"Thematic elements", or "thematic material", is a term used by the Motion Picture Association and other film ratings boards to highlight elements of a film that do not fit into the traditional categories such as violence, sex, drug use, nudity, and language, but may also involve some degree of objectionable content.  This rating reason raises a warning to parents and guardians to learn more about a film before they allow their children to view it. 

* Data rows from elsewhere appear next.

PR #571, opened 2025-04-04
Move rounding before pivot in PJM load

kmax12:


kmax12:
beat me to it in #570

PR #572, opened 2025-04-08
feat(ENG 1460): ISONE Capacity 7 Day

Kladar:
## Summary
Adds the `isone_capacity_forecast_7_day` dataset via the ISONE API

### Details
There are two backfill endpoints: the `day/{day}` and `day/{day}/all` endpoints - they seem to give back the same data most of the time, but turns out they sometimes publish multiple forecasts for the same day, one after another. Sometimes up to 5. For instance, on `2023-05-07`, there are several forecasts, one published at `09:22:56-04:00` and another at `09:23:05-04:00`. I opt for the `all/` endpoint because we can grab all the data for a backfill.

It's not the most elegant JSON response parsing, especially for the weather columns, but it's consistent and fast. I spot checked a few weather parsings manually from the response object itself.


gridstatus/tests/source_specific/test_isone_api.py
```diff
@@ -808,3 +808,108 @@ def test_get_lmp_real_time_5_min_final_date_range(self, date: str, end: str):
...
+            result = self.iso.get_capacity_forecast_7_day(date="latest")
+
+            assert isinstance(result, pd.DataFrame)
+            assert len(result) > 0
+            assert list(result.columns) == self.capacity_forecast_7_day_columns
+            assert result["High Temperature Boston"].dtype == np.int64
+            assert result["Dew Point Boston"].dtype == np.int64
+            assert result["High Temperature Hartford"].dtype == np.int64
+            assert result["Dew Point Hartford"].dtype == np.int64
+            assert result["Generating Capacity Position"].dtype == object
```
WillKoehrsen, line 856: Not sure about this being an object as opposed to an integer. Did you see any non-null values? I pulled a year of the most recent data and all the values were null.

gridstatus/tests/source_specific/test_isone_api.py
```diff
@@ -808,3 +808,108 @@ def test_get_lmp_real_time_5_min_final_date_range(self, date: str, end: str):
...
+            assert result["Import at Time of Peak"].dtype == np.int64
+            assert result["Total Available Generation and Imports"].dtype == np.int64
+            assert result["Projected Peak Load"].dtype == np.int64
+            assert result["Replacement Reserve Requirement"].dtype == np.int64
+            assert result["Required Reserve"].dtype == np.int64
+            assert result["Required Reserve Including Replacement"].dtype == np.int64
+            assert result["Total Load Plus Required Reserve"].dtype == np.int64
+            assert result["Projected Surplus or Deficiency"].dtype == np.int64
+            assert result["Available Demand Response Resources"].dtype == np.int64
+            assert result["Available Realtime Emergency Generation"].dtype == object
```
WillKoehrsen, line 871: This also seems like it could be an integer, although again, all the values for the past year were null so I couldn't confirm.

gridstatus/tests/source_specific/test_isone_api.py
```diff
@@ -808,3 +808,108 @@ def test_get_lmp_real_time_5_min_final_date_range(self, date: str, end: str):
...
+            assert result["Load Relief Actions Anticipated"].dtype == object
+            assert result["Power Watch"].dtype == object
+            assert result["Power Warning"].dtype == object
+            assert result["Cold Weather Watch"].dtype == object
+            assert result["Cold Weather Warning"].dtype == object
+            assert result["Cold Weather Event"].dtype == object
```
WillKoehrsen, line 915: Could we put these checks in a function to avoid needing to repeat them?

gridstatus/isone_api/isone_api.py
```diff
@@ -982,3 +982,127 @@ def _handle_lmp_real_time(
...
+        )
+        df["Dew Point Hartford"] = df["Weather.CityWeather"].apply(
+            lambda x: next(
+                (city["DewPointF"] for city in x if city["CityName"] == "Hartford"),
+                None,
+            ),
+        )
+
+        return df[
+            [
```
WillKoehrsen, line 1077: Nit: we could put these columns in a constant to use here and in the tests.

gridstatus/tests/source_specific/test_isone_api.py
Kladar: it seems all the values are null. did a local
```
$ gsetl backfill -s isone -d capacity_forecast_7_day -st 2018-01-01 -end 2025-04-08 --freq 1D
```
to backfill the whole thing and then a 
```
select * from gridstatus.public.isone_capacity_forecast_7_day where generating_capacity_position != null;
```
and got nothing. 

Same for `available_realtime_emergency_generation`. Removed the checks.

gridstatus/tests/source_specific/test_isone_api.py
Kladar: yeah, datasets should probably be some sort of class like a pydantic model that we can define and evaluate eventually

gridstatus/isone_api/isone_api.py

gridstatus/tests/source_specific/test_isone_api.py
WillKoehrsen: Got it, thanks for checking.

PR #573, opened 2025-04-14
feat(ENG 1045): IESO Resource Adequacy Retry Logic

Kladar:
## Summary
This adds some retry logic to the `get_resource_adequacy_report`, namely the underlying `_get_all_resource_adequacy_jsons()` method.

### Details
The error seems to be due to either a connection sensitivity on lots of requests, since we are multithreading the report pull in `vintage="all"` mode and it can pull a few dozen reports in rapid fashion, or a timing issue that the report title and link is posted by the ISO but there is no underlying report to grab (yet). It usually fails on only one file, and often the last file of the found set, so this retry logic should handle both cases moderately well without being too aggressive. Can adjust as needed. I believe I got the specific error type but I catch all and we can adjust that too, if needed.

### DIFF
--- a/gridstatus/ieso.py
+++ b/gridstatus/ieso.py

In Australia, the term is equivalent to "adult themes", "mature themes" or just "themes" (which has been in use since 2005).

Subject matter
These thematic elements may include abortion, addiction, animal cruelty, child abuse, corruption,  coming-of-age issues, non-violent crimes, death, defiance, disability (physical and/or mental), discrimination, disease, driving under the influence, dysfunctional families, dystopian societies, disasters, existential crises, hate, hazing, homelessness, gambling, infidelity, miscarriage, mental illness, politics, poverty, religion, self-harm, social issues, suicide, STDs, teenage pregnancy, truancy, verbal abuse, war and other serious subject matter or mature discussions that some parents and guardians feel may not be appropriate for their young children.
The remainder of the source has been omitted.